I don't let regret eat into my self-confidence - better to focus on what I've learned rather than beat myself up.
Women in Business
Pre-Covid I would travel a lot and always at least a couple of days every week. At 4.30am I am on the road to Dublin or heading to Cork airport.
I overcompensate at the weekend trying to spend every minute with my three-year-old twin boys - I am reluctant to make a hair appointment or meet a friend if I have been away.
The kids will only be small for so long and this presses on my mind.
I feel men are made up differently in this respect - there is no benefit to saying we are all the same.
I'm aware women can be a lot harder on themselves; they often need more feedback to prompt going for a promotion or asking for a pay rise.
Being a leader running a business I am proud my management team is 40pc female - there are no quotas, they are the best people for the job.
I also know I would have lost many of them if flexibility was not there when they needed it.
Eye of the storm
We are a large company, but not a multinational. Most of our back office is in Ireland, so when Covid-19 struck we were nimble.
The pandemic has been the third most stressful time of my life.
The first was having twins, the second was when my mother was dying in hospital five years ago, and the third was the first few weeks of lockdown when I had no childcare in what was our busiest time at work ever.
While surgical demand fell, in a three-week period we had three years' worth of orders in areas such as life saving equipment - most we could deliver. We had not sold visors before but sold around five million of them.
Top of our agenda now is ensuring critical product lines in case of a second wave.
I am based in Cork and when visiting our other offices I always schedule walking around time to chat - it's useful to know Mary's mum is in hospital and that is why she is not performing at her best. Getting to know your employees is always time well spent.
When travelling I schedule as many monthly business meetings as possible. I often have a business dinner - no two days are identical.
Our retention rate is high, we have a friendly, tight-knit culture and this has not changed with growth. My biggest fear with working from home is that we lose some of this cohesion - we have tried to replicate this with Friday informal calls.
Through lockdown I have been sending a weekly video message and I'm going to continue with this when we return to the office as it's a useful way to update and keep everyone involved.
We ran an employee survey and found people would like to work from home a couple of days a week and I'm open to this. At the start of lockdown there was a mad dash for hardware so proper work stations will have to be set up.
I'm not happy unless I am very busy and exercise helps me switch off but I have let this slip over the last few years.
I found I only had the time at 5am or 11pm so my solution has been to treat myself to a Peloton bike - still in the box - as I need the motivation of an exercise class.

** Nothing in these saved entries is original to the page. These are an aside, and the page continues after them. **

PR #406, opened 2025-10-14
Clean up typos

acj:
As I've come across typos and other non-functional fixes that didn't seem worth rolling into an unrelated PR, I've kept them in a branch. Here's a batch of them.


SergeBakharev:
Nice, thanks @acj

PR #417, opened 2025-11-20
Add workflow for backing up the machine's configuration files

### LINKED ISSUE #97: Add option to backup config.txt
The Carvera requires only a single file from the sd card to boot: config.txt

This file is unique per machine because at the factory they tweak the anchor 1 offsets individually.

Makera keep a copy of each machine config file before it leave the factory but it would be nice anyway to have an option in the Controller to backup this small text file. Probably would make sense to put it on the firmware upgrade screen.

acj:
This PR adds plumbing and UI for downloading a backup copy of the machine's various config files in case the machine corrupts them, or the SD card dies, or some other bad thing happens. It operates from a hard-coded list of known config files and should be easy to extend in the future.

Tested on macOS and Linux. I'm also going to test on iOS since the file chooser is a bit different.

I'm interested in general feedback, and specifically on these points:
1. Are we okay with using the current directory (I think this is always the directory where the app is launched from) as the default for where to save these config files? The user's home directory might also make sense but will vary across platforms.
2. How does the interaction in the settings panel feel?
3. Now that the backup option is in the settings panel, do we want to leave it on the firmware upgrade screen too?
4. Does this work on Windows?

Resolves #97.

### DIFF
--- a/carveracontroller/main.py
+++ b/carveracontroller/main.py
@@ -4887,7 +4887,8 @@ class Makera(RelativeLayout):
             self.config_popup.settings_panel.add_json_panel('Machine - Basic', self.config, data=json.dumps(basic_config))
             self.config_popup.settings_panel.add_json_panel('Machine - Advanced', self.config, data=json.dumps(advanced_config))
             self.config_popup.settings_panel.add_json_panel('Machine - Restore', self.config, data=json.dumps(restore_config))
-            self.config_popup.settings_panel.add_json_panel('Machine - Backup', self.config, data=json.dumps(backup_config))
+            if kivy_platform not in ['android', 'ios']:
+                self.config_popup.settings_panel.add_json_panel('Machine - Backup', self.config, data=json.dumps(backup_config))
         return True
 
     # -----------------------------------------------------------------------
--- a/carveracontroller/makera.kv
+++ b/carveracontroller/makera.kv
@@ -2222,6 +2222,7 @@
                                 size_hint_x: None
                                 width: '180dp'
                                 text: tr._("Back up machine config")
+                                disabled: kivy.utils.platform in ["android", "ios"]
                                 on_release:
                                     app.root.start_back_up_config()
                             Button:


carveracontroller/main.py
```diff
@@ -5,6 +5,8 @@
 # import os
 # os.environ["KIVY_METRICS_DENSITY"] = '1'
 
+CONFIG_FILES_TO_BACK_UP = ['/sd/config.txt', '/sd/custom_tool_slots.txt', '/sd/flex_compensation.dat']
```
acj: Should I include any other files? Maybe `config.default` as well?

carveracontroller/makera.kv
```diff
@@ -2218,6 +2218,12 @@
                                 halign: "right"
                                 valign: "middle"
                                 text_size: self.size
+                            Button:
+                                size_hint_x: None
+                                width: '150dp'
+                                text: tr._("Back up configuration")
```
acj: I'd appreciate any wordsmithing advice here. I couldn't think of another short _and_ clear way of describing this that would fit on a button.

carveracontroller/XMODEM.py
```diff
@@ -444,8 +444,8 @@ def callback(success_count, error_count)
         while True:
             # first try CRC mode, if this fails,
             # fall back to checksum mode
-            if error_count >= retry:
-                self.log.info('error_count reached %d, aborting.', retry)
+            if error_count >= 50:
+                self.log.error('error_count reached %d, aborting.', retry)
```
acj: This is related to the `time.sleep` call in `download_config_files`. If I don't include it, something in the communication with the machine jams and spits out these error_count messages, which easily got lost in the log noise.

When I added logging in here, I saw that the comm buffer had "Info: canceled by remote!" in it.

carveracontroller/main.py
```diff
@@ -3455,26 +3530,28 @@ def finishLoadConfig(self, success, *args):
         self.updateStatus()
 
     # -----------------------------------------------------------------------
-    def doDownload(self):
+    def doDownload(self, remote_path, local_path, show_progress=True):
```
acj: Passing these paths explicitly was also an unplanned change, but it made the download flow much easier to reason about. Fewer global variables being reused for different things, etc.

carveracontroller/main.py
```diff
@@ -3403,19 +3424,73 @@ def check_and_download(self):
...
+        Clock.schedule_once(partial(self.progressStart, tr._('Downloading config files...'), None), 0)
+
+        self.fill_remote_dir_callback = self.download_config_files
+        self.file_popup.remote_rv.list_dir("/sd")
+
+    # -----------------------------------------------------------------------
+    def download_config_files(self, remote_paths):
+        matching_paths = []
+        for file_info in remote_paths:
+            if file_info['path'] in CONFIG_FILES_TO_BACK_UP:
```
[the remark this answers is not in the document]
acj: @SergeBakharev Sorry, rereading this I realized that I didn't quite answer your question. The paths in `CONFIG_FILES_TO_BACK_UP` are okay as-is. The bug on Windows (fixed in e1721a69f4d126fb13d9881a54db3d665d76a196) was from using `os.path.join` in a place where it didn't make sense -- we were joining `/sd` with a remote filename with `\\` as the platform-specific delimiter and then trying to use that garbled path later. As you said, we might as well keep these paths in the format that the firmware expects.

There are several string replacements in the Makera code [like this one](https://github.com/acj/Carvera_Controller/blob/7109c8eb8fbffd6e3340237b408011809cf5a67d/carveracontroller/main.py#L3424) that were probably masking the bug. So far I haven't found any new bugs from my fix, but that's something to watch for.

carveracontroller/config_c1.json
```diff
@@ -623,5 +623,13 @@
...
         "section": "Restore",
         "key": "default"
+    },
+    {
+        "type": "options",
+        "title": "Back up configuration files",
+        "desc": "config.txt, flex_compensation.dat, etc. will be backed up to your computer",
+        "section": "Backup",
+        "key": "backup",
+        "options": ["Back up files now"]
```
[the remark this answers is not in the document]
acj: Thanks! I used a similar approach in https://github.com/Carvera-Community/Carvera_Controller/pull/417/commits/de3e3bac61044cd65e0738e35fb0b0d0633fd3e6.

carveracontroller/main.py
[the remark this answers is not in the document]
SergeBakharev: Ah, a rough `os.path.join` makes sense! Thanks for the reply.

acj:
@SergeBakharev @WARIO2412 Okay, I think I've addressed all of your feedback and this is ready for another review/test. Thanks again.

SergeBakharev:
Works amazingly, great work! Tested on Windows and Linux (Pop_OS!)

PR #424, opened 2025-11-27
Automatically connect over wifi on startup if it's configured

### LINKED ISSUE #421: Enhancement: Auto connect on launch
Ideally if the reconnect option is available, when the controller launches it could attempt to auto reconnect, probably failing silently if the machine is not available.

acj:
This works reliably for me on macOS, Linux, and in the iOS simulator.

Resolves #421


SergeBakharev:
Nice one!

PR #448, opened 2025-12-14
Fix cleanup handler when app exits

acj:
We try to save the last-used window size on exit, but that hasn't been working for me. I traced it to the `__del__` function not being called, and indeed the [Python docs](https://docs.python.org/3/reference/datamodel.html#object.__del__) say that it's not guaranteed to be called. Kivy's docs, OTOH, recommend [on_request_close](https://kivy.org/doc/stable/api-kivy.core.window.html#kivy.core.window.WindowBase.on_request_close) as the hook for this, so this PR wires up that hook as our cleanup/exit handler.

Tested on macOS and Linux, with and without my pendant connected.

### DIFF
--- a/CHANGELOG.md
+++ b/CHANGELOG.md
@@ -4,6 +4,7 @@
 - Enhancement: Select a file when it's double clicked in the remote file browser
 - Enhancement: Automatically connect to the machine on startup if its wifi address is configured
 - Enhancement: CI workflow for building iOS app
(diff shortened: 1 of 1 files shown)


acj:
@SergeBakharev The changelog still has unreleased entries that shipped in 2.0.0. Do you want me to sync it with what's on the main branch?

PR #452, opened 2025-12-17
Support sending multiple MDI commands at once

acj:
A common feature on industrial CNC machines is sending multiple commands at once. They're often separated by semicolons, but because Smoothieware uses semicolons as a comment indicator, we need to handle it differently. This PR makes the MDI input box slightly taller to accommodate more than one command. It also changes the default enter key behavior to insert a newline. To send the commands to the machine, use control+enter.

Original description:
~A common feature on industrial CNC machines is sending multiple commands at once, separated by a semicolon, e.g. `G0 X25; Y30`. They're executed sequentially. We can't easily support the abbreviated syntax (second `G0` is implied) without a parser, but I think a simpler form of multi-command is still useful: `G0 X25; G0 Y30`.~

### DIFF
--- a/carveracontroller/main.py
+++ b/carveracontroller/main.py
@@ -5316,7 +5316,10 @@ class Makera(RelativeLayout):
             if to_send.lower() == "clear":
                 self.manual_rv.data = []
             else:
-                self.controller.executeCommand(to_send)
+                sanitized_to_send = '\n'.join([line for line in to_send.split('\n') if line.strip().lower() != "clear"])
+                if sanitized_to_send != to_send:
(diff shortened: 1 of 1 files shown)


faecorrigan:
bringing in some discussion from discord:

It would be good for the MDI to accept Enter and Shift enter to create newlines. Enter would be the preferred newline method and would be what is in the documentation.


and then run a command on control + enter. That gates running a command behind a simultaneous keypress

acj:
image

faecorrigan:
@acj 
This looks clean, I think your instinct to wrap the clear function in a handler is a good idea. The error shouldn't cause any harm on the machine, but it would be cleaner to handle it controller side.

Once that is done I am comfortable merging it to dev

PR #455, opened 2025-12-19
Prevent keyboard jog when MDI text box has focus

acj:
I stumbled onto this bug while testing the other MDI tweaks. If you enable keyboard jogging and then use the arrow keys while you're editing a command in the MDI text box, you'll cause a machine move that's probably unexpected and could be dangerous.


faecorrigan:
@acj a request: can you add changelog information into the changelog.md file as you go with these small pushes?
otherwise the two open ones look good, I might be able to test them and push them into dev

acj:
Sorry, I should have mentioned that. We need to land #449 so that the changelog has the 2.0.0 changes in the right section. Otherwise there are going to be messy merge conflicts.

PR #465, opened 2026-01-03
Disable and hide irrelevant buttons when browsing for firmware file to upload

### LINKED ISSUE #460: Firmware file browser shows Download Button
When browsing firmware for upload the file browser shows a number of irrelevant and confusing buttons:
* Download
* Upload and Select

These should be removed.

Image

acj:
Resolves #460. I think the logic in `update_local_buttons` is correct, but please check me @SergeBakharev.


SergeBakharev:
Perfect!

PR #490, opened 2026-02-01
Restore the previously-loaded background image in Config and Run

### LINKED ISSUE #422: Enhancement: Save and restore background image from job start page
Background fixture plate image should persist through application restart

acj:
Resolves #422


carveracontroller/main.py
```diff
@@ -1653,9 +1653,10 @@ def load_config(self, config):
         self.config = config
 
     def update_background_image(self, new_source):
-        if self.bg_rect and new_source != "None":
-            self.bg_rect.source = new_source
+        if new_source != "None":
             self.bg_image = new_source
+            if self.bg_rect:
```
acj: Without this change, the background image wouldn't actually load even though it's selected in the spinner widget.

PR #149, opened 2017-09-29
Clarify note about GiST indexes

craigds:
As per http://lists.pgfoundry.org/pipermail/reorg-general/2015-May/000306.html


schmiddy:
Thanks!

Issue #130, opened 2017-05-29
Is -E (--encoding) option necessary for initdb? 


kfuru:
Hello,
I tested pg_repack regression in CentOS7.
But, one test FAILED in my environment.

To create PostgreSQL database cluster, I did the following.
 initdb --no-locale  (Encoding is SQL_ASCII) 

<pre> 
============== running regression test queries        ==============
 test init-extension           ... ok
 test repack                   ... FAILED
 test tablespace               ... ok
 test issue3                   ... ok
</pre>

Looking at regression.diffs,
It seems that it error with INSERT of test data.

<pre>
 $ cat ./regress/regression.diffs
 *** /var/lib/pgsql/pg_repack-ver_1.4.0.1/regress/expected/repack.out    2017-04-26 01:58:09.000000000 +0900
 --- /var/lib/pgsql/pg_repack-ver_1.4.0.1/regress/results/repack.out     2017-05-23 09:49:00.420905000 +0900
 ***************
 *** 98,103 ****
 --- 98,104 ----
   INSERT INTO tbl_badindex VALUES(2, 10);
   -- insert data that is always stored into the toast table if column type is extended.
   INSERT INTO tbl_with_mod_column_storage SELECT 1, array_to_string(ARRAY(SELECT chr(code) FROM generate_series(33,3000) code), '');
 + ERROR:  requested character too large for encoding: 256
   -- This will fail. Silence the message as it's different across PG versions.
   SET client_min_messages = fatal;
   CREATE UNIQUE INDEX CONCURRENTLY idx_badindex_n ON tbl_badindex (n);
 
 ======================================================================
</pre>

Is it mandatory to specify the character code using the -E/--encoding option (e.g.-E UTF8) in this test?

Regards,
kfuru

MasahikoSawada:
As commented in the test, we here need a long string value which is stored into a toast table. Should we change the regression test so that it generates a long random string using only characters that are valid in SQL-ASCII encording? Or should we leave and mention this as a restriction in the docs?

dvarrazzo:
Do we only care about the string being long enough? If so we can limit to just printable ascii and avoid any encoding problem. What about:

    SELECT 1, array_to_string(ARRAY(SELECT chr(code % (127 - 32) + 32)
    FROM generate_series(1,3000) code), '')

dvarrazzo:
Fixing this

MasahikoSawada:
[...]

PR #150, opened 2017-10-03
Change to use only the characters that are printable ASCII.

MasahikoSawada:
The regression test could fail on some environments such as where
the encoding is SQL_ASCII.

Fixed issue #130.


MasahikoSawada:
Barring any objections, I'll merge it tomorrow.

MasahikoSawada:
Thanks @schmiddy , merged.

At the moment I'm in perpetual motion, squeezing five days into four. The boys are up at 7am and I'm up earlier to get a couple of hours' work done. I have childcare three days a week;
I am very lucky as usually my sister minds the twins but a family friend has stepped in as she is shielding.
I'm a night owl and won't be in bed before midnight. I find it hard to step away from the laptop - every new email generates five more so I need to stop trying to get ahead on what tomorrow will bring.
I'm looking forward to getting the Peloton set up this weekend so I can get more of a balance.